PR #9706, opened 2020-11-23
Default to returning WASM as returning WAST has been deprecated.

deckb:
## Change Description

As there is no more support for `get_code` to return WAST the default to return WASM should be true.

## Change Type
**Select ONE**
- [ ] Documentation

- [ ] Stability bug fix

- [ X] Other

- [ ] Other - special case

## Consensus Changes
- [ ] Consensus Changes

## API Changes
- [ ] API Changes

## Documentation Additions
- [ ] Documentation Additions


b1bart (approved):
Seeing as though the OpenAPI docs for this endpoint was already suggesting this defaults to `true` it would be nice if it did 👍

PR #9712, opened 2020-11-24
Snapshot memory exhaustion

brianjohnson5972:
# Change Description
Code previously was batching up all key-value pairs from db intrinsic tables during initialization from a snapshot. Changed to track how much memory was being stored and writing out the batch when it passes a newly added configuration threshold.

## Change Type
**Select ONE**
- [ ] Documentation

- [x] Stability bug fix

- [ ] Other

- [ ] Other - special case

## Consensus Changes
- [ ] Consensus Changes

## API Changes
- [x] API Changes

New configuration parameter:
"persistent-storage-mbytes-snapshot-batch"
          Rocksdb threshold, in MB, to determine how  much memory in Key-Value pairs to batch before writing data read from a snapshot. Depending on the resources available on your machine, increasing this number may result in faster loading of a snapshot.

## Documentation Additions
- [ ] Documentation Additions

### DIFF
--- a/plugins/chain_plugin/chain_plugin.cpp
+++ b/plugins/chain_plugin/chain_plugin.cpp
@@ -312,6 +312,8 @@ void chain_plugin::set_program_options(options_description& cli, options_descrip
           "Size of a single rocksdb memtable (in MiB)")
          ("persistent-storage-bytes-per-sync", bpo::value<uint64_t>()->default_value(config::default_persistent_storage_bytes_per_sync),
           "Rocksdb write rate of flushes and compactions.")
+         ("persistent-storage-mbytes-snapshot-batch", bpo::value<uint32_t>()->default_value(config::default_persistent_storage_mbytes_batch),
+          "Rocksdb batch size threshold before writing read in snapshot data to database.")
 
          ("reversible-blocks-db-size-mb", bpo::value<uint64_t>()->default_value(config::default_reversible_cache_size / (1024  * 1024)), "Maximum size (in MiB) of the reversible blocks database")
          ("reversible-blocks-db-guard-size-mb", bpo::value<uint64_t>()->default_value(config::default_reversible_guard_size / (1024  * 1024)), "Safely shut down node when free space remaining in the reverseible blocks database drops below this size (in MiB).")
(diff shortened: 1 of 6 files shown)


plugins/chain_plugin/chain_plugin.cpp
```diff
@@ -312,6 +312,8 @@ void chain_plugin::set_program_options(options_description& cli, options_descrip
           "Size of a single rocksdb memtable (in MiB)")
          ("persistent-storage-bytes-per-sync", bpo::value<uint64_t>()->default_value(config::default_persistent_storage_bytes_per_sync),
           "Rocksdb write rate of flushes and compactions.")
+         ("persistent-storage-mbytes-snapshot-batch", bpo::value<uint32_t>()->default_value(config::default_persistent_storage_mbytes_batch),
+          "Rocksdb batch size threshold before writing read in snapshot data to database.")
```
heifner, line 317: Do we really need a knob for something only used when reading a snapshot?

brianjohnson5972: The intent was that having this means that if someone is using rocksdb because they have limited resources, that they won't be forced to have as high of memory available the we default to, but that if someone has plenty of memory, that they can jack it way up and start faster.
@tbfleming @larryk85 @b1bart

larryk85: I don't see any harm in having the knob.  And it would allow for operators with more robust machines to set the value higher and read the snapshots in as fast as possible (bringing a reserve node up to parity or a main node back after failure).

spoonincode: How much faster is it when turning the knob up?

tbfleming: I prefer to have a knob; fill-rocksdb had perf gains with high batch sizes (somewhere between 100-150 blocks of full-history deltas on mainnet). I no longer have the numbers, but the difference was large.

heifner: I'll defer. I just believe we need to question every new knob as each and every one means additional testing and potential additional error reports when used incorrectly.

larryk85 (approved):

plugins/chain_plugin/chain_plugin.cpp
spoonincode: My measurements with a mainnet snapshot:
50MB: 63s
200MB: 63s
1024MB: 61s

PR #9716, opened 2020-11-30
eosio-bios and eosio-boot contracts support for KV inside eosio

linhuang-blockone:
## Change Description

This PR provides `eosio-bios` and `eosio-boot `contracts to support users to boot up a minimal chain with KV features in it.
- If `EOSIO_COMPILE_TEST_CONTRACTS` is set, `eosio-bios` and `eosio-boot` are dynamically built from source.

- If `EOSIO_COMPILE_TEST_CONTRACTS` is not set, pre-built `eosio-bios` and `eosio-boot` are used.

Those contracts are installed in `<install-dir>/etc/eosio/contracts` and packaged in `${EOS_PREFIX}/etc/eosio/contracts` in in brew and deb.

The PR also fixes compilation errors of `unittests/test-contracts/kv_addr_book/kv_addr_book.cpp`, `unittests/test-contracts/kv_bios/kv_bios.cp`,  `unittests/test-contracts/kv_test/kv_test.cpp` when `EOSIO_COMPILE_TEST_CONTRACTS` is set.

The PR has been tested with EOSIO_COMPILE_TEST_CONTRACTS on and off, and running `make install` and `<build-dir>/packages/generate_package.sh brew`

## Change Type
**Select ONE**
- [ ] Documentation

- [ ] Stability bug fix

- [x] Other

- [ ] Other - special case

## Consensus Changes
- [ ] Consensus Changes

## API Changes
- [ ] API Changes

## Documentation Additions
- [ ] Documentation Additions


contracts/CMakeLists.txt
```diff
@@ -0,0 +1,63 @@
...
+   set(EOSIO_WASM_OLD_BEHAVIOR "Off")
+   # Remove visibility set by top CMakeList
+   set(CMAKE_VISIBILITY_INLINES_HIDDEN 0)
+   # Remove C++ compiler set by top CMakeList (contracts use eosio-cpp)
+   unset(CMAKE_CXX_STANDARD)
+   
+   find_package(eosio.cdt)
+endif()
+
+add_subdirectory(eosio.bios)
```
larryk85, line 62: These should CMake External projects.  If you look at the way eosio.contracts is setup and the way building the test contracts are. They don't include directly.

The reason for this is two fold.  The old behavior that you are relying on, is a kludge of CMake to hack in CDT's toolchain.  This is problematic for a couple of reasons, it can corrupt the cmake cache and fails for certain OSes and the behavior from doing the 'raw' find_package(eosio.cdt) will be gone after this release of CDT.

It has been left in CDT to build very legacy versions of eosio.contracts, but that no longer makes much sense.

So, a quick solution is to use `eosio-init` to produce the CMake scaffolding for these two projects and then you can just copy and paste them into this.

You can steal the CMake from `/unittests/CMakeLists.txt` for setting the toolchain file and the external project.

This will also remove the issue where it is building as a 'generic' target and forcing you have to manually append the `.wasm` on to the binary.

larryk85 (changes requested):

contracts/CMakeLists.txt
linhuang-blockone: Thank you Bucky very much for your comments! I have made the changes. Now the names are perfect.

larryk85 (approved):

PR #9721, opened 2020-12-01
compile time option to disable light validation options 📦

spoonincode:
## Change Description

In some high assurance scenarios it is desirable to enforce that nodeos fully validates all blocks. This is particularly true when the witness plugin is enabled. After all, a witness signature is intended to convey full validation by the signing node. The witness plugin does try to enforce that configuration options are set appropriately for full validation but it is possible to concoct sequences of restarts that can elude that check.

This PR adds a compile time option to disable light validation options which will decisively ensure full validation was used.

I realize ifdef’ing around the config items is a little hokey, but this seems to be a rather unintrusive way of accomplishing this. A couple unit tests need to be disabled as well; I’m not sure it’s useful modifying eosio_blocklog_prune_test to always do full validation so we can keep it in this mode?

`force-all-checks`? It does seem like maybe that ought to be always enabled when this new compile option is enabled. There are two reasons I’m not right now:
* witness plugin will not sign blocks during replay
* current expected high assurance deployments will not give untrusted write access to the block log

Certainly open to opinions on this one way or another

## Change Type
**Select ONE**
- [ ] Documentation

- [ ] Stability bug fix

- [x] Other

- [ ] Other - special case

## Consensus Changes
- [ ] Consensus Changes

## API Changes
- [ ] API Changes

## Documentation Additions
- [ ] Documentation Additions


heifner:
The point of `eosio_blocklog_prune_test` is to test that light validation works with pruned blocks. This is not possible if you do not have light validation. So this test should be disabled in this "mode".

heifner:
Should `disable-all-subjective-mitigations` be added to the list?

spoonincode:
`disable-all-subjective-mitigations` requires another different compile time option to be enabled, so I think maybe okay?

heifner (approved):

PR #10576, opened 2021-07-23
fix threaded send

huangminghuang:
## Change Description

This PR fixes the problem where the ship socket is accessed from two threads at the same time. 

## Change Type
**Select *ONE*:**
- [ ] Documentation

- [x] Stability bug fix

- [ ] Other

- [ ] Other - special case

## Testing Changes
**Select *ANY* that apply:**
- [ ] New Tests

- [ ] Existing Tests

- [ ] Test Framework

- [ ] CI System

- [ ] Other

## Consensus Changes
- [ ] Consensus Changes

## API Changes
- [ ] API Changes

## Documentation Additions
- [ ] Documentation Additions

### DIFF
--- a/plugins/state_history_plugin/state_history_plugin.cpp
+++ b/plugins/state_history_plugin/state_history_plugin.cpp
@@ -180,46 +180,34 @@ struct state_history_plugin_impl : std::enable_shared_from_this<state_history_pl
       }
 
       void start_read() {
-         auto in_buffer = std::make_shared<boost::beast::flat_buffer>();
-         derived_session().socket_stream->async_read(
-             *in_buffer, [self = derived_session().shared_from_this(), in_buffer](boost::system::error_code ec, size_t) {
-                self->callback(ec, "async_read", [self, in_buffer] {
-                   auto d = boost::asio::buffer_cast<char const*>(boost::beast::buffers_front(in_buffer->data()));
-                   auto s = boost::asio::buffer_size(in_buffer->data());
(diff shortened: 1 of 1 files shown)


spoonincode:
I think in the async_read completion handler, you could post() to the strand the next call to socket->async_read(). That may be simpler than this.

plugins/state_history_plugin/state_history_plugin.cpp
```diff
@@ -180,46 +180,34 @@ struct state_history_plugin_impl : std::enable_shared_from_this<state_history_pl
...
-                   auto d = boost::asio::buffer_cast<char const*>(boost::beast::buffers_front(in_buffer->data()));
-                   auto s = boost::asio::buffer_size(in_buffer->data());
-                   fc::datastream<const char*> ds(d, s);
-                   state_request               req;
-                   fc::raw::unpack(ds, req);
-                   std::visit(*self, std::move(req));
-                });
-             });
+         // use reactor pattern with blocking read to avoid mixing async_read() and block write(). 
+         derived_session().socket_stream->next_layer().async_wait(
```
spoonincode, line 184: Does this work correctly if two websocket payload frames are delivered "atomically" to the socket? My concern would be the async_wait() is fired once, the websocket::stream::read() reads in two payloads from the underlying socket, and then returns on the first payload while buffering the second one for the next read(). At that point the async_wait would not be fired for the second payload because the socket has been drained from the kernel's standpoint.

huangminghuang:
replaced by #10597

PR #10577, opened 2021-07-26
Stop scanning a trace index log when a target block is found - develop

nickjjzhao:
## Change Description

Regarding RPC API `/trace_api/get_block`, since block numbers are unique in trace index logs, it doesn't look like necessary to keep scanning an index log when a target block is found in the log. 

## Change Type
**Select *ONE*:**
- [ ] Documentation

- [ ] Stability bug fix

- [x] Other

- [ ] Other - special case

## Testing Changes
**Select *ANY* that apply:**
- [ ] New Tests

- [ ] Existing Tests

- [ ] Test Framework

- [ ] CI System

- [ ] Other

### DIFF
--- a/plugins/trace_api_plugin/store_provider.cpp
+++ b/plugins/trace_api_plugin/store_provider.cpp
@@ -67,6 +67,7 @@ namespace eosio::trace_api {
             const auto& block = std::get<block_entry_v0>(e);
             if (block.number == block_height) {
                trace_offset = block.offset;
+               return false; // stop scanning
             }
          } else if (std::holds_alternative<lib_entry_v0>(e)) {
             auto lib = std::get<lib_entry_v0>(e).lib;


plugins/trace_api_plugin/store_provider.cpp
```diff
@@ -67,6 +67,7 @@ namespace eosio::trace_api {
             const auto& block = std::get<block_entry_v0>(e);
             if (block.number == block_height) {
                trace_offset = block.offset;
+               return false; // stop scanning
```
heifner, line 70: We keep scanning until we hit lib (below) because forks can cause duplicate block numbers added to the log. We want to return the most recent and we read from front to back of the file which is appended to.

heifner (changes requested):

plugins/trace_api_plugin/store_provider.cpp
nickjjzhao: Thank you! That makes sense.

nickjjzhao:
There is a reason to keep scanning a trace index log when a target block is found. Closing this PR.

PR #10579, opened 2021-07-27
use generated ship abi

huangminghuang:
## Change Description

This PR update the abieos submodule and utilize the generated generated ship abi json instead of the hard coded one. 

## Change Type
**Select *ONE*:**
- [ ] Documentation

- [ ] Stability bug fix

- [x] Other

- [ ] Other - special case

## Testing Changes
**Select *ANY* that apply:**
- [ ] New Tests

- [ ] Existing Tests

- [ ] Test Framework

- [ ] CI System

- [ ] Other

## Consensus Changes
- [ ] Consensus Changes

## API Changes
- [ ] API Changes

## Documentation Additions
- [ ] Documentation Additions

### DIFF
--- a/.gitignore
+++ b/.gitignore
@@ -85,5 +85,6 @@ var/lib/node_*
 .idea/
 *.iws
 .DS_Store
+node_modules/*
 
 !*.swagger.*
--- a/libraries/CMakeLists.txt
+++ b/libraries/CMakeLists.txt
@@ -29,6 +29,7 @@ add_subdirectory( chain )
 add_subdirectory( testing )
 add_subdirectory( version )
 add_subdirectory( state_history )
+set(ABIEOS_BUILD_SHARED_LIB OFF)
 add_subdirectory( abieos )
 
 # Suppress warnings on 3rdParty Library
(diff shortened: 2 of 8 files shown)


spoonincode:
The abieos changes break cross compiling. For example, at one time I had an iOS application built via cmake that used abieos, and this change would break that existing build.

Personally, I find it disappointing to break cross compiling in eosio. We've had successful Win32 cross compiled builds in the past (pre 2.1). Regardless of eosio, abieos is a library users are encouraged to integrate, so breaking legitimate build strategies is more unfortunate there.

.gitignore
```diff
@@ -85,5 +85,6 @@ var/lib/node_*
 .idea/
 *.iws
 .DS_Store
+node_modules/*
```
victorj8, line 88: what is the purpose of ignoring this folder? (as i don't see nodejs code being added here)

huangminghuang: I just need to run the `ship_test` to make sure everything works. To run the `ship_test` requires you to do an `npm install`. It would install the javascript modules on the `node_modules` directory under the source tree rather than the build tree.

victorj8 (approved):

══════════

* **Activity**: Copy out only the lines above from the one with "built from source." to the one with "Those contracts are", inclusive, exactly as they stand.

* **Exercise response**:
- If `EOSIO_COMPILE_TEST_CONTRACTS` is set, `eosio-bios` and `eosio-boot` are dynamically built from source.

- If `EOSIO_COMPILE_TEST_CONTRACTS` is not set, pre-built `eosio-bios` and `eosio-boot` are used.

Those contracts are installed in `<install-dir>/etc/eosio/contracts` and packaged in `${EOS_PREFIX}/etc/eosio/contracts` in in brew and deb.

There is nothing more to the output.